Would you return the lines between the one holding "- Some naming refactoring in js" and the one holding "so reloading the", inclusive, and only those, exactly as they stand in the listing below?
[Data extract Boundary: Start]
Issue #144, opened 2020-06-30
Show all existing packages in admin frontend


AhmedSa-mir:
Currently we show only the installed ones

Dina-Abd-Elrahman:
- verified

PR #148, opened 2020-06-30
Changes in admin package manager

AhmedSa-mir:
- List all packages under j.packages namespace
- Stripped package path
- Some naming refactoring in js
See https://github.com/threefoldtech/js-sdk/issues/144


jumpscale/packages/admin/actors/packages.py
```diff
@@ -1,5 +1,5 @@
 from jumpscale.servers.gedis.baseactor import BaseActor, actor_method
-from jumpscale.loader import j
+from jumpscale.god import j
```
xmonader, line 2: why  switching the loader?

jumpscale/servers/threebot/threebot.py
```diff
@@ -282,7 +282,11 @@ def get(self, package_name):
             return Package(path=package_path, default_domain=self.threebot.domain, default_email=self.threebot.email)
 
     def get_packages(self):
```
xmonader, line 284: that won't work in case if you registered outside package right?

jumpscale/packages/admin/frontend/frontend_src/sources/services/packages.js
```diff
@@ -17,8 +17,8 @@ class PackagesService extends Service {
         return this.getCall("list_packages");
     }
 
-    packagesNames() {
-        return this.getCall("packages_names");
+    getInstalledPackages() {
```
xmonader, line 20: It should be the available packages no?

jumpscale/packages/admin/actors/packages.py
AhmedSa-mir: Didn't change that don't know what happened by merge or something. anyway reverted

jumpscale/servers/threebot/threebot.py
AhmedSa-mir: As per @abom all paths for external packages will be listed under j.packages.__path__

jumpscale/packages/admin/frontend/frontend_src/sources/services/packages.js
AhmedSa-mir: No these are the installed ones only. The available packages are fetched by list_packages()

jumpscale/servers/threebot/threebot.py
```diff
@@ -411,6 +432,24 @@ def install(self, package):
...
+    def reload(self, package_name):
+        package = self.get(package_name)
+        if not package:
+            raise j.exceptions.NotFound(f"{package_name} package not found")
+
+        # re-install package
+        package.install()
+
+        # install package if threebot is started
+        if self.threebot.started:
```
ahelsayd, line 444: move this check up and if threebot is not started raise an error
reload mean the server is started and you need to reload the package without restarting the server
so reloading the package while the server is not running doesn't make sense

PR #154, opened 2020-07-01
Attempt to load chatflow inside the correct package

grimpy:
This allows relative imports inside the chatflow and the package it
belongs into

Signed-off-by: Jo De Boeck <deboeck.jo@gmail.com>


jumpscale/packages/chatflows/actors/chatbot.py
```diff
@@ -60,10 +61,31 @@ def _scan_chats(self, path):
                 name = j.sals.fs.basename(path)[:-3]
```
xmonader, line 61: can use j.sals.fs.stem instead ^_^

PR #160, opened 2020-07-01
add kraken client

alichaddad:


jumpscale/clients/kraken/kraken.py
```diff
@@ -0,0 +1,41 @@
...
+        super().__init__(*args,)
+        self._session = requests.Session()
+
+    def _do_request(self, url, ex):
+        res = self._session.get(url).json()
+        if res["error"]:
+            raise ex("\n".join(res["error"]))
+        return res
+
+    def get_pair_price(self, pair):
```
xmonader, line 23: can we make the default XLMUSD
[Data extract Boundary: End]
**Completed exercise:**
- Some naming refactoring in js
See https://github.com/threefoldtech/js-sdk/issues/144


jumpscale/packages/admin/actors/packages.py
```diff
@@ -1,5 +1,5 @@
 from jumpscale.servers.gedis.baseactor import BaseActor, actor_method
-from jumpscale.loader import j
+from jumpscale.god import j
```
xmonader, line 2: why  switching the loader?

jumpscale/servers/threebot/threebot.py
```diff
@@ -282,7 +282,11 @@ def get(self, package_name):
             return Package(path=package_path, default_domain=self.threebot.domain, default_email=self.threebot.email)
 
     def get_packages(self):
```
xmonader, line 284: that won't work in case if you registered outside package right?

jumpscale/packages/admin/frontend/frontend_src/sources/services/packages.js
```diff
@@ -17,8 +17,8 @@ class PackagesService extends Service {
         return this.getCall("list_packages");
     }
 
-    packagesNames() {
-        return this.getCall("packages_names");
+    getInstalledPackages() {
```
xmonader, line 20: It should be the available packages no?

jumpscale/packages/admin/actors/packages.py
AhmedSa-mir: Didn't change that don't know what happened by merge or something. anyway reverted

jumpscale/servers/threebot/threebot.py
AhmedSa-mir: As per @abom all paths for external packages will be listed under j.packages.__path__

jumpscale/packages/admin/frontend/frontend_src/sources/services/packages.js
AhmedSa-mir: No these are the installed ones only. The available packages are fetched by list_packages()

jumpscale/servers/threebot/threebot.py
```diff
@@ -411,6 +432,24 @@ def install(self, package):
...
+    def reload(self, package_name):
+        package = self.get(package_name)
+        if not package:
+            raise j.exceptions.NotFound(f"{package_name} package not found")
+
+        # re-install package
+        package.install()
+
+        # install package if threebot is started
+        if self.threebot.started:
```
ahelsayd, line 444: move this check up and if threebot is not started raise an error
reload mean the server is started and you need to reload the package without restarting the server
so reloading the package while the server is not running doesn't make sense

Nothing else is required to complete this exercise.